I have never seen myself as the marrying kind. Never imagined myself in white gown or having kids. Just not my cup of tea.
But one thing I have realized is that I'm actually happy now. I'm happy with all the small things I have. It's always a risk when adding new ingredients to the mix... Okay, getting off topic here, sorry :laugh:
I've tried to be friends with horses three times and three times they let my *kitten* fall after dragging me through trees. I'm so done with horses...I'd rather keep dating a** holes. :drinker:0 -
^haha, I've had way better luck with horses that with guys :laugh:
I actually forgot to add that problem with the guys I dated was that I ended up dropping them in the friendzone really fast. Like there is some kind of piece of me missing that would help me be actually interested in these guys. Who knows :huh:0 -
Besides the fear of losing your independence I think the big issue is trust. Do you trust people enough to believe they aren't going to rip out your soul and stomp on it in one way or another after you've fallen for them? This could happen in a variety of ways and there is nothing you can do about it. Nothing but sit and be hurt and wait for time to pass and the cuts to heal on your heart. That is the worst feeling ever and I think once someone has truly experienced it, it's a lot harder to run back out there and try again. This risk is after you've gone through all the motions of finding the "perfect" person that will fit into your life that is just right that you mesh with and enjoy spending time with. I'm just saying relationships are hard and I think sometimes people come to a point where maybe they just aren't worth the effort anymore (me).

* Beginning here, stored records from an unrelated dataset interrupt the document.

PR #52, opened 2021-01-22
DOCSP-9550 POJO customization

ccho-mongodb:
### Issue JIRA link:
https://jira.mongodb.org/browse/DOCSP-9550

https://docs-mongodbcom-staging.corp.mongodb.com/e69ddf4/java/docsworker-xlarge/DOCSP-9550-pojo-customization/fundamentals/data-formats/pojo-customization

### Assumptions
- The :java-docs: directive points to 4.2 rather than 4.1

### Self-Review Checklist

### DIFF
--- a/source/fundamentals/data-formats/pojo-customization.txt
+++ b/source/fundamentals/data-formats/pojo-customization.txt
@@ -26,7 +26,7 @@ about more specific customization from the section on :ref:`Advanced Configurati
 We also show you how to use helpers such as :ref:`Conventions <conventions>`
 and :ref:`Annotations <annotations>` to specify common serialization actions.
 
-See the section on :ref:`Discriminators <discriminators>` if you want to
+See the section on :ref:`Discriminators <pojo-discriminators>` if you want to
 serialize multiple POJO classes to documents in the same collection.
 
 If you need to implement conditional serialization, or if you need to use
@@ -84,7 +84,7 @@ ClassModel
 A ``ClassModel`` instance stores data conversion information about a specific
 POJO class. It contains a list of ``PropertyModel`` instances which describe
 the property fields of the POJO, whether to convert fields, and optionally,
-``Codecs`` to convert them with.
+``Codecs`` to convert the fields.
 
 A ``ClassModel`` contains the following fields:
 
--- a/source/fundamentals/data-formats/pojo-customization.txt
+++ b/source/fundamentals/data-formats/pojo-customization.txt
@@ -23,7 +23,14 @@ We show how to specify your data conversion using the :ref:`ClassModel <classmod
 and :ref:`PropertyModel <property-model>` classes. You can also learn
 about more specific customization from the section on :ref:`Advanced Configuration <pojo-advanced-configuration>`
 
-If you only need to use the pre-defined behavior to convert data between
+We also show you how to use helpers such as :ref:`Conventions <conventions>`
+and :ref:`Annotations <annotations>` to specify common serialization actions.
+
+If you need to implement conditional serialization, or if you need to use
+enums, generics, interface, or abstract types, see the section on
+:ref:`Advanced Configuration <pojo-advanced-configuration>`.
+
+If you only need to use the predefined behavior to convert data between
 BSON and POJOs, you can use the **automatic** setting for the
 ``PojoCodecProvider`` shown in the :doc:`Document Data Formats: POJOs guide </fundamentals/data-formats/document-data-format-pojo>`.
 
@@ -40,10 +47,10 @@ You can create a ``PojoCodecProvider`` instance using the
 ``PojoCodecProvider.builder()`` method. You can also chain methods to the
 builder to register any of the following:
 
-- Individual POJO classes
-- Package names that contain POJO classes
-- ``ClassModel`` instances that describe conversion logic for a specific POJO
-  class
+- individual POJO classes
+- package names that contain POJO classes
+- instances of ``ClassModel`` that describe conversion logic for a specific
+  POJO class
 
 The following example shows how you can specify the POJOs in a package named
 "org.example.pojos" and add the ``PojoCodecProvider`` to a ``CodecRegistry``:
@@ -65,9 +72,6 @@ The following example shows how you can specify the POJOs in a package named
 
 See the :java-docs:`PojoCodecProvider.Builder API documentation </apidocs/bson/org/bson/codecs/pojo/PojoCodecProvider.Builder.html>`
 for more information.
-
-
-TODO: (transition) the following sections...
 
 .. _classmodel:
 
@@ -199,11 +203,10 @@ from the following static fields in the ``Conventions`` class:
        package for your POJO.
 
    * - ``CLASS_AND_PROPERTY_CONVENTION``
-     - Sets the following default values for the ``ClassModel`` and
-       ``PropertyModel`` instances:
-       - Discriminator key to ``_t``
-       - Discriminator value to the ``ClassModel`` simple type name
-       - Id field to ``_id`` for each ``PropertyModel``.
+     - | Sets the following default values for the ``ClassModel`` and ``PropertyModel`` instances:
+       | - Discriminator key to ``_t``
+       | - Discriminator value to the ``ClassModel`` simple type name
+       | - Id field to ``_id`` for each ``PropertyModel``.
 
    * - ``DEFAULT_CONVENTIONS``
      - | Enables the following Conventions:
@@ -257,22 +260,23 @@ package:
 
    * - ``BsonCreator``
      - Marks a public constructor or a public static method as the creator for
-     new instances of the class. Can combine with the BsonProperty annotation to link the parameters with properties.
+       new instances of the class. You can combine this with the
+       ``BsonProperty`` annotation to link the parameters with properties.
 
    * - ``BsonDiscriminator``
-     - Specifies a class uses a discriminator. It also allows you to set a
-     custom discriminator key and value.
+     - Specifies a class uses a discriminator. You can set a custom
+       discriminator key and value.
 
    * - ``BsonId``
      - Marks a property to serialized as the _id property.
 
    * - ``BsonIgnore``
-     - Marks a property to ignore. Can configure whether to serialized and/or
-       deserialize a property.
+     - Marks a property to ignore. You can configure whether to serialized
+       and/or deserialize a property.
 
    * - ``BsonProperty``
      - Allows for an alternative document key name when converting the POJO
-       field to BSON. Also, allows a field to turn on using a discriminator
+       field to BSON. Also allows a field to turn on using a discriminator
        when storing a POJO value.
 
 The following code snippet shows a sample POJO called ``Product`` that uses
@@ -329,11 +333,10 @@ The annotations in the example POJO specify the following behavior:
   on write operations
 - convert between the POJO ``name`` field and value and the BSON ``modelName``
   field and value in the document
-- convert between the POJO ``serialNumber`` field and value the BSON docuemnt
+- convert between the POJO ``serialNumber`` field and value the BSON document
   ``_id`` field and value in the document
 - omit the ``relatedItems`` field and value when converting data
 - use the ``Product(String name)`` constructor when instantiating the POJO
-
 
 .. _pojo-discriminators:
 
@@ -355,8 +358,8 @@ following:
 
 - use the ``@BsonDiscriminator`` annotation to specify the discriminator for
   the POJO class
-- or call ``enableDiscriminator(true)`` on the ``ClassModelBuilder`` for the
-  POJO class
+- or call ``enableDiscriminator(true)`` on the ``ClassModelBuilder``
+  associated with the POJO class
 
 See the following example POJO classes that contain ``@BsonDiscriminator``
 annotations and example documents that contain the discriminator fields:
@@ -507,7 +510,7 @@ resemble the following:
 .. code-block:: json
    :copyable: false
 
-   { "_id" : ObjectId("..."), "eventDateTime" : ..., "name" : "Robinette" }
+   { "_id" : ObjectId("..."), "eventDateTime" : ..., "name" : "Galadriel" }
 
 Generics Support
 ^^^^^^^^^^^^^^^^
@@ -519,8 +522,8 @@ properties if they meet the following criteria:
 - the top-level POJO does not contain any type parameters
 
 The ``ClassModelBuilder`` inspects and saves concrete type parameters to work
-around type erasure. Classes that contain generic properties without concrete
-type parameters cannot be serialized since the JVM removes the type
+around type erasure. It cannot serialize classes that contain generic
+properties without concrete type parameters since the JVM removes the type
 parameter information.
 
 Instead, you can implement the ``PropertyCodecProvider`` interface to specify
@@ -542,7 +545,7 @@ Suppose you wanted to serialize the following POJO:
 
 You can use the following implementation of ``PropertyCodecProvider`` to
 retrieve the your custom Codec. This implementation uses the
-``TypeWithParameters`` interface to access the type information.
+``TypeWithTypeParameters`` interface to access the type information.
 
 .. code-block:: java
    :caption: Implementation of PropertyCodecProvider
@@ -605,6 +608,10 @@ and the package that contains your POJO as follows:
            .register(new OptionalPropertyCodecProvider())
            .build();
 
+See the API documentation for more information on the following:
+
+- :java-docs:`PropertyCodecProvider <apidocs/bson/org/bson/codecs/pojo/PropertyCodecProvider.html>`
+- :java-docs:`TypeWithTypeParamaters <apidocs/bson/org/bson/codecs/pojo/TypeWithTypeParameters.html>`
 
 Enum Type Support
 ^^^^^^^^^^^^^^^^^
@@ -628,7 +635,7 @@ field:
        private Integer height;
        private Family family;
 
-       // ... the rest of the Class definitiion
+       // ...
   }
 
 The following snippets show an example instantiation of the ``Penguin``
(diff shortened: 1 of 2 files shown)


source/fundamentals/data-formats/pojo-customization.txt
```diff
@@ -10,78 +10,653 @@ POJO Customization
...
+   * - InstanceCreatorFactory
+     - Contains a new instance factory that creates new instances of the POJO.
+       By default, it requires the POJO to have an empty constructor.
+
+   * - PropertyModels
+     - Contains a list of ``PropertyModel`` instances that specify how to
+       convert data to and from BSON for a field in the POJO.
+
+   * - IdPropertyModelHolder
+     - Specifies the POJO field that corresponds to the document id field. Optional.
```
nathan-contino-mongo, line 107:
```suggestion
     - Specifies the POJO field that corresponds to the document ``_id`` field. Optional.
```
I assume this is talking about the MongoDB default _id field. Would this be more correct, or does the Java driver use a different convention?

source/fundamentals/data-formats/pojo-customization.txt
```diff
@@ -10,78 +10,653 @@ POJO Customization
...
+
+   * - Discriminator Key
+     - Specifies the name of the discriminator field. Optional.
```
nathan-contino-mongo, line 110: Perhaps this is just a blind spot of mine, but what is a discriminator field? Should we link to something that explains this?

source/fundamentals/data-formats/pojo-customization.txt
```diff
@@ -10,78 +10,653 @@ POJO Customization
...
+       specified in the checker.
 
-- Description
-- Table of properties
-- Link to Conventions section for example of PropertyModelBuilder
+   * - Property accessor
+     - Method used to access the value of the property from the POJO
+
+   * - useDiscriminator
+     - Specifies whether to use the discriminator.
```
nathan-contino-mongo, line 171: Same discriminator comment as above.

source/fundamentals/data-formats/pojo-customization.txt
```diff
@@ -10,78 +10,653 @@ POJO Customization
...
+
+   * - Serialization checker
+     - Determines whether to serialize a value by using the criteria
+       specified in the checker.
 
-- Description
-- Table of properties
-- Link to Conventions section for example of PropertyModelBuilder
+   * - Property accessor
+     - Method used to access the value of the property from the POJO
```
nathan-contino-mongo, line 168:
```suggestion
     - Method used to access the value of the property from the POJO.
```

source/fundamentals/data-formats/pojo-customization.txt
```diff
@@ -10,78 +10,653 @@ POJO Customization
...
+
+   * - useDiscriminator
+     - Specifies whether to use the discriminator.
+
+To create a ``PropertyModel`` use a ``PropertyModelBuilder`` which you
+can instantiate by calling the ``PropertyModel.builder()`` method.
+
+For more information, see the
+:java-docs:`PropertyModel.Builder API documentation <apidocs/bson/org/bson/codecs/pojo/PropertyModelBuilder.html>`.
```
nathan-contino-mongo, line 177:
```suggestion
:java-docs:`PropertyModel.Builder <apidocs/bson/org/bson/codecs/pojo/PropertyModelBuilder.html>` API documentation.
```
The other links to API docs don't include "API documentation" in the link itself.

source/fundamentals/data-formats/pojo-customization.txt
```diff
@@ -10,78 +10,653 @@ POJO Customization
...
+.. list-table::
+   :header-rows: 1
+   :stub-columns: 1
+
+   * - Field Name
+     - Description
+
+   * - ``ANNOTATION_CONVENTION``
+     - Enables the annotations defined in the ``org.bson.codecs.pojo.annotations``
+       package for your POJO.
```
nathan-contino-mongo, line 203: I know that the Driver docs tend to leave links to the end of a section, but I wonder if it would be useful to link to the list of those annotations here (since this description isn't hugely helpful without knowing the annotations you can use!). It seems like a link to the next section would be adequate? Up to you.

source/fundamentals/data-formats/pojo-customization.txt
```diff
@@ -10,78 +10,653 @@ POJO Customization
...
 Annotations
 -----------
 
-- Description
-- Table of Annotations
-- Example class with annotations
-- Example output
+You can apply annotations to the getter and setter methods of a POJO
+class. These annotations configure the ``ClassModel`` and ``PropertyModel``
+behavior for a specific field, method, or class.
```
nathan-contino-mongo, line 248: It might be helpful to mention how conflicts between annotations and Conventions are resolved. I assume that annotations override conventions if annotations are enabled, but it might be nice to have an explicit callout of that fact (or, if there are exceptions to that behavior, to warn users).

source/fundamentals/data-formats/pojo-customization.txt
```diff
@@ -10,78 +10,653 @@ POJO Customization
...
+
+       @BsonId()
+       @BsonRepresentation(BsonType.OBJECT_ID)
+       private String serialNumber;
+
+       @BsonIgnore
+       private List<Product> relatedItems;
+
+       @BsonCreator
+       public ProductPojo(@BsonProperty("modelName") String name) {
```
nathan-contino-mongo, line 314: Big fan of this example. One thing that I notice you don't mention is the usage of this ``@BsonProperty`` annotation in the constructor parameters -- should we add this to the BsonProperty bullet point?

source/fundamentals/data-formats/pojo-customization.txt
```diff
@@ -10,78 +10,653 @@ POJO Customization
...
+- convert between the POJO ``name`` field and value and the BSON ``modelName``
+  field and value in the document
+- convert between the POJO ``serialNumber`` field and value the BSON document
+  ``_id`` field and value in the document
+- omit the ``relatedItems`` field and value when converting data
+- use the ``Product(String name)`` constructor when instantiating the POJO
+
+.. _pojo-discriminators:
+
+Discriminators
```
nathan-contino-mongo, line 349: Discriminators are mentioned an awful lot in the preceding sections. I would consider either moving this section above or explicitly linking to this section when you mention discriminators, otherwise reading this page in a linear format can make you think that you're missing prerequisite knowledge about discriminators. Or maybe a link/mention in the overview would be enough?

source/fundamentals/data-formats/pojo-customization.txt
```diff
@@ -10,78 +10,653 @@ POJO Customization
...
+
+  @BsonDiscriminator(value="AnonymousUser", key="_cls")
+  public class AnonymousUser {
+      // class code
+  }
+
+  @BsonDiscriminator(value="RegisteredUser", key="_cls")
+  public class RegisteredUser {
+      // class code
+  }
```
nathan-contino-mongo, line 384: For some reason, I don't see syntax highlighting for this code sample. Not a huge problem, but a big jarring since the other examples all have syntax highlighting, which is particularly obvious for annotations.

source/fundamentals/data-formats/pojo-customization.txt
```diff
@@ -10,78 +10,653 @@ POJO Customization
...
+   CodecRegistry pojoCodecRegistry = fromRegistries(getDefaultCodecRegistry(), fromProviders(pojoCodecProvider));
+
+If you insert a POJO that contains a value greater than 29 in the ``age``
+field, the serialized document omits it. The resulting document should
+resemble the following:
+
+.. code-block:: json
+   :copyable: false
+
+   { "_id" : ObjectId("..."), "eventDateTime" : ..., "name" : "Galadriel" }
```
nathan-contino-mongo, line 521: This example is both education and hilarious. I would suggest introducing a sample full Galadriel document (including an age) before we show this resulting document, though, in case users want to confirm their understanding of the example.

source/fundamentals/data-formats/pojo-customization.txt
```diff
@@ -10,78 +10,653 @@ POJO Customization
...
 
 Generics Support
 ^^^^^^^^^^^^^^^^
 
-- Description of when a POJO is not serializable
-- Example showing how to use PropertyCodecProviders to provide concrete class information
+You can use the POJO ``Codec`` to serialize classes that contain generic
+properties if they meet the following criteria:
+
+- contain only bounded concrete type parameters
```
nathan-contino-mongo, line 529: I would suggest adding a subject like "the top-level POJO and all subclasses must" for consistency with the next bullet point

nathan-contino-mongo: Additionally, a link to what "concrete type parameters" (or an explanation below) would help this be more understandable to readers.

source/fundamentals/data-formats/pojo-customization.txt
```diff
@@ -10,78 +10,653 @@ POJO Customization
...
+- the top-level POJO does not contain any type parameters
+
+The ``ClassModelBuilder`` inspects and saves concrete type parameters to work
+around type erasure. It cannot serialize classes that contain generic
+properties without concrete type parameters since the JVM removes the type
+parameter information.
+
+Instead, you can implement the ``PropertyCodecProvider`` interface to specify
```
nathan-contino-mongo, line 537: Instead of using the default ClassModelBuilder? I would consider ditching the "Instead" here or maybe elaborate more about the options before we descend into the details in these two paragraphs.

source/fundamentals/data-formats/pojo-customization.txt
```diff
@@ -10,78 +10,653 @@ POJO Customization
...
+
+       // ...
+   }
+
+You can use the following implementation of ``PropertyCodecProvider`` to
+retrieve the your custom Codec. This implementation uses the
+``TypeWithTypeParameters`` interface to access the type information.
+
+.. code-block:: java
+   :emphasize-lines: 3
```
nathan-contino-mongo, line 558: Do you think this emphasize-lines is useful? Consider either removing it or highlighting the entire ``get()`` method and its annotations.

nathan-contino-mongo (approved):
LGTM. Just a few musings, nitpicks, and suggestions to help improve the page, but I think it's shaping up to be brilliant already.

source/fundamentals/data-formats/pojo-customization.txt
ccho-mongodb: I thought it might be useful to highlight the overridden method declaration but not all the custom logic it contains, but maybe it's jarring -- will update.

source/fundamentals/data-formats/pojo-customization.txt
ccho-mongodb: Will update the bullet point and I'll add a link to the Oracle docs for info on type parameters at the end of the section.

source/fundamentals/data-formats/pojo-customization.txt
ccho-mongodb: I'll add emphasize-lines if syntax highlighting isn't working. I think the implementation of syntax highlighting for Java is poor because it doesn't pick up anything unless wrapped in "public class" except some specific keywords. I'll probably open a DOP ticket if I can find something better.

source/fundamentals/data-formats/pojo-customization.txt
ccho-mongodb: Since it can't be used by itself in this context, I described under the BsonCreator item https://github.com/mongodb/docs-java/pull/52/files#diff-81770bd4e69d34b6329eacade6c66cffd45edab4a1eb84310dc644364e1660deR261-R264

I think it might be a little confusing or extraneous to talk about how you need to use it only if you decide to use a custom constructor which requires @BsonCreator, and @BsonCreator already mentions it.

source/fundamentals/data-formats/pojo-customization.txt
```diff
@@ -10,78 +10,653 @@ POJO Customization
...
+
+.. list-table::
+   :header-rows: 1
+   :stub-columns: 1
+
+   * - Field Name
+     - Description
+
+   * - Name
+     - The POJO class name to associate with the ``ClassModel``.
```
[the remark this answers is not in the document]
ccho-mongodb: While I thought about it, I think it would be too detailed and cause information overload as it's intended only to give the reader an overview of the structure to see how it fits together in the POJO serialization ecosystem. I'll consult external reviewers to see if we can link to the test cases containing them.

source/fundamentals/data-formats/pojo-customization.txt
ccho-mongodb: I'll link to the section in the guide

source/fundamentals/data-formats/pojo-customization.txt
ccho-mongodb: Thanks, I'll link to the next section.

source/fundamentals/data-formats/pojo-customization.txt
ccho-mongodb: Thanks, I'll link to the next section. To reiterate why API documentation goes to the end of the section is because we received both writer and reader feedback that opening links external to the doc distract from the material.

source/fundamentals/data-formats/pojo-customization.txt
ccho-mongodb: Not sure what you mean, but maybe the sentence that explains that conventions are applied in order https://github.com/mongodb/docs-java/pull/52/files#diff-81770bd4e69d34b6329eacade6c66cffd45edab4a1eb84310dc644364e1660deR188-R189 needs to be more prominient. If the ANNOTATION_CONVENTION convention is not applied, the annotations do not get applied. If the convention is applied, it overrides whatever was specified earlier.

source/fundamentals/data-formats/pojo-customization.txt
ccho-mongodb: Will add a sentence and link in the overview, thanks for the suggestion.

source/fundamentals/data-formats/pojo-customization.txt
nathan-contino-mongo: Perhaps I wasn't clear here -- i meant situations where ANNOTATION_CONVENTION is enabled, and a specific annotation instance specifies something that conflicts with another convention (for instance, a situation where a user specifies a custom discriminator field/value but has the default discriminator convention enabled as well. I assume that the annotation for a custom discriminator field/value would "win" in that case, but it could be helpful to specify that here in a sentence.

ccho-mongodb: Hm, I think there might be some confusion and I want to clarify to make sure I'm not explaining something incorrectly before moving to external review.

First, could you clarify whether you're talking about:
1) "default values" - something specified only if nothing previously exists
2)  "DEFAULT_CONVENTIONS" - enables three pre-defined Conventions
3) Nothing to do with defaults - different behavior from two or more different Conventions in which case the latest one in the list overrides any conflicting value

I think i was explaining #3 in my prior comment in this thread.

For #1, suppose we are talking about CLASS_AND_PROPERTY_CONVENTION which provides those (description says "Sets the following default values..."). These defaults only apply if no other value is specified at that time. And, if any discriminator key/value is added to the class via PojoCodecProvider.Builder.conventions() or ClassModelBuilder.conventions() after the CLASS_AND_PROPERTY_CONVENTION is specified, it overwrites that value. If I first defined CLASS_AND_PROPERTY_CONVENTION, my "Product" class would have a "default" discriminator key "_t" and discriminator "Product". If my annotation specified @BsonDiscriminator(key="_cls", value="AnnotatedProduct"), that takes precedence whether CLASS_AND_PROPERTY_CONVENTION is defined before or after the ANNOTATION_CONVENTION.

For #2, I don't think any of the three conventions conflict. You can have situations such as #1 (in which an annotation overrides the defaults provided in CLASS_AND_PROPERTY_CONVENTION) or #3 (in which additional Conventions are specified to PojoCodecProvider.Builder.conventions() or ClassModelBuilder.conventions()).

Let me know if one of these answers your questions. Happy to chat over Zoom if that helps us get to the issue more quickly.

ccho-mongodb: Please ignore links generated by github markdown to "#1", "#2", and "#3"

nathan-contino-mongo: #1 answered my question -- specifically, "If my annotation specified @BsonDiscriminator(key="_cls", value="AnnotatedProduct"), that takes precedence whether CLASS_AND_PROPERTY_CONVENTION is defined before or after the ANNOTATION_CONVENTION." I was just suggesting that we could add a sentence explicitly calling out that relationship (between @BsonDiscriminator and CLASS_AND_PROPERTY_CONVENTION) but it might be that I missed a previous callout.

ccho-mongodb:
Hi @rozza and @jyemin, this PR is ready for your reviews.

One question from a teammate: do you think it would be helpful to the reader to link to test case classes in the repo that provide coverage of the different fields in the ClassModel and PropertyModel?

source/fundamentals/data-formats/pojo-customization.txt
```diff
@@ -10,78 +10,679 @@ POJO Customization
...
-- Summary of sections
+In this guide, you can learn how to define custom data conversions between
+BSON and POJOs. In our guide on :doc:`POJOs </fundamentals/data-formats/document-data-format-pojo>`,
+we show how to specify a ``PojoCodecProvider`` which contains classes that
+provide instructions on how to convert data for one or more POJO classes
+and their properties.
+
+We show how to specify your data conversion using the :ref:`ClassModel <classmodel>`
+and :ref:`PropertyModel <property-model>` classes. You can also learn
+about more specific customization from the section on :ref:`Advanced Configuration <pojo-advanced-configuration>`
```
rozza, line 24: Missing full stop

rozza (approved):
One nit: but after that LGTM.

jyemin:
I removed myself from the reviewers list on this one.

On the other hand, I can remember my grandparents that spent their entire lives together and raised 9 children. I can look at my best friend and her husband and see how happy they are even though they have 3 kids that keep them on their toes and it was a rocky start. When I think of those examples and it isn't something that was produced in Hollywood, it gives me hope that when I'm ready I'll meet the right person and I'LL BE READY to jump in. You will be too. Good luck!0 -
I am an economist who does a lot of cost benefit analysis for my job so my view is consistent with everything else. A relationship involves tradeoffs. You give up a certain amount of independence (a cost), presumably you gain access to a person that makes your life better (a benefit). There is chance that you make a bad or suboptimal choice and miss out on other girls (risk=cost). Accountability to another person can have both costs and benefits. You can feel like you are being suffocated or even if you know you are doing the right thing you hate feeling compelled to do it. It can also lead you to make better decisions that improve your life - eat better, drive safer, work harder and advance professionally more than you otherwise would. After considering all the tradeoffs, do it when benefits are perceived to be greater than costs. Don't do it otherwise.